Mary Shelley Shelley had incorporated a number of different sources into her work, not the least of which was the Promethean myth from Ovid. The influence of John Milton’s Paradise Lost, the book the 'creature' finds in the cabin, is also clearly evident within the novel.

“The Modern Prometheus" The novel's subtitle Prometheus, in some versions of Greek mythology, was the Titan who created mankind, and Victor's work by creating man by new means obviously reflects that creative work. More widely known is that Prometheus was the bringer of fire who took fire from the gods and gave it to man. Zeus then punished Prometheus by fixing him to a rock where each day a predatory bird came to devour his liver. Prometheus was also a myth told in Latin but was a very different story. In this version Prometheus makes man from clay and water, again a very relevant theme to Frankenstein as Victor rebels against the laws of nature and as a result is punished by his creation.

“The Modern Prometheus" Prometheus' relation to the novel can be interpreted in a number of ways. For Romance era artists in general, Prometheus' gift to man compared with the two great utopian promises of the 18th century: the Industrial Revolution and the French Revolution, containing both great promise and potentially unknown horrors. Byron was particularly attached to the play Prometheus Bound by Aeschylus, and Percy Shelley would soon write Prometheus Unbound.

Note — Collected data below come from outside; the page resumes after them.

PR #218, opened 2025-06-03
feat: use `sphinx-issues` for linking

shenxianpeng:
It could be helpful for users if the [Changlog](https://pyproject-hooks.readthedocs.io/en/latest/changelog.html) included links to the related issues or pull requests. This would make it easier to trace the context behind each change.

---

Here used sphinx_issues, and it also aligns with other pypa projects 

https://github.com/pypa/build/blob/6653cd288a4445bdc1ad55968ad584e0eeebc5aa/docs/conf.py#L38

https://github.com/pypa/pip/blob/c6f1c7905eab73f6bbebb0a35db7beeb901c4c36/docs/html/conf.py#L35

### DIFF
--- a/docs/conf.py
+++ b/docs/conf.py
@@ -16,7 +16,6 @@ author = "Thomas Kluyver"
 extensions = [
     "sphinx.ext.autodoc",
     "sphinx.ext.intersphinx",
-    "sphinx.ext.extlinks",
     "sphinx_issues",
 ]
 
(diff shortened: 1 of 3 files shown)


docs/conf.py
```diff
@@ -46,6 +47,4 @@
 # -- Options for extlinks ----------------------------------------------------
 # https://www.sphinx-doc.org/en/master/usage/extensions/extlinks.html#configuration
 
-extlinks = {
-    "pypi": ("https://pypi.org/project/%s", "%s"),
```
takluyver, line 50: IIUC, the `:pypi:` role is also (randomly) provided by sphinx-issues? If we're no longer using extlinks at all, shall we remove it from the extensions list to make that clear?

takluyver:
Thanks!

PR #222, opened 2026-02-03
Use os.path.commonpath() instead of commonprefix()

sethmlarson:
Now that `pyproject-hooks` supports only Python 3.6+ `commonprefix()` is no longer required.


jaraco:
Would be nice to see a release of this. Because it's unreleased and it's breaking Setuptools' test suite, we'll have to suppress the warning until a release is cut (and then remove the suppression later).

(to be fair, Setuptools' own warnings-as-errors setting is also implicated)

jaraco:
Closes #221 and #223

notatallshaw:
FWIW, we found this switch created a breaking regression on pip: https://github.com/python/cpython/issues/149444 / https://github.com/pypa/pip/pull/14001

And the solution in the pip PR has a regression, that no one has reported yet, where `/` incorrectly can't be selected.

PR #225, opened 2026-03-27
Pin GitHub Actions and Python packages

sethmlarson:
Hello! This PR pins GitHub Actions and Python packages in use during the release process. As a follow-up, if you'd like to use Dependabot to keep these actions up-to-date I can create a policy that hopefully won't pester you with update PRs.


takluyver:
Thanks, I'm happy to have them updated by dependabot as well.

PR #227, opened 2026-06-04
Document subprocess_runner threading limitation

### LINKED ISSUE #226: BuildBackendHookCaller.subprocess_runner() context manager is not thread-safe
## Description

`BuildBackendHookCaller.subprocess_runner()` context manager mutates `self._subprocess_runner` on the instance without any synchronization:

```python
@contextmanager
def subprocess_runner(self, runner):
    prev = self._subprocess_runner
    self._subprocess_runner = runner
    try:
        yield
    finally:
        self._subprocess_runner = prev
```

If two threads share the same `BuildBackendHookCaller` instance and one of them uses `subprocess_runner()` to temporarily swap the runner, the other thread sees the swapped runner and may invoke hooks with the wrong runner. The restore in `finally` also races with concurrent reads of `self._subprocess_runner` in `_call_hook`.

## Impact

This prevents consumers (e.g. `pypa/build`) from safely sharing a `BuildBackendHookCaller` (or a wrapping `ProjectBuilder`) across threads when `subprocess_runner()` is used.

Discovered during a thread-safety audit of `pypa/build` for https://github.com/pypa/build/issues/377.

Himanshuagrawal4:
## Summary
- Document that BuildBackendHookCaller.subprocess_runner() temporarily mutates the hook caller instance.
- Note that the context manager is not thread-safe and suggest separate caller instances or constructor-level runners for concurrent use.

## Tests
- git diff --check
- python -m pytest tests\\test_call_hooks.py -q (19 passed, isolated temp venv)

Addresses #226.

### DIFF
--- a/src/pyproject_hooks/_impl.py
+++ b/src/pyproject_hooks/_impl.py
@@ -175,6 +175,13 @@ class BuildBackendHookCaller:
 
         :param runner: The new subprocess runner to use within the context.
 
+        .. warning::
+
+            This context manager temporarily mutates the hook caller instance and
+            is not thread-safe. Callers that need to run hooks concurrently
+            should create separate :class:`BuildBackendHookCaller` instances, or
+            provide the subprocess runner when constructing the caller.
+
         .. code-block:: python
 
             hook_caller = BuildBackendHookCaller(...)


yangfan-yf-yf (approved):
﻿Reviewed `608b1c6` independently.

The warning accurately describes the current context-manager behavior and follows the maintainer decision in #226: document the mutable, non-thread-safe scope rather than introduce implicit thread-local behavior. The suggested alternatives match the existing constructor API.

Validation on Windows with Python 3.12:

- `python -m pytest -q` ? 40 passed
- `git diff --check` ? clean

The Read the Docs build is also passing.

takluyver:
Thanks!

What else is going on in literature, besides Romanticism and The Gothic Novel? Jane Austen, the first great nineteenth- century novelist, was, in some sense the last great eighteenth-century novelist: ironic, comic, promoting the values of reason and restraint. 1818, a year after Austen’s death, saw the (anonymous) publication of Frankenstein, quite a different sort of novel.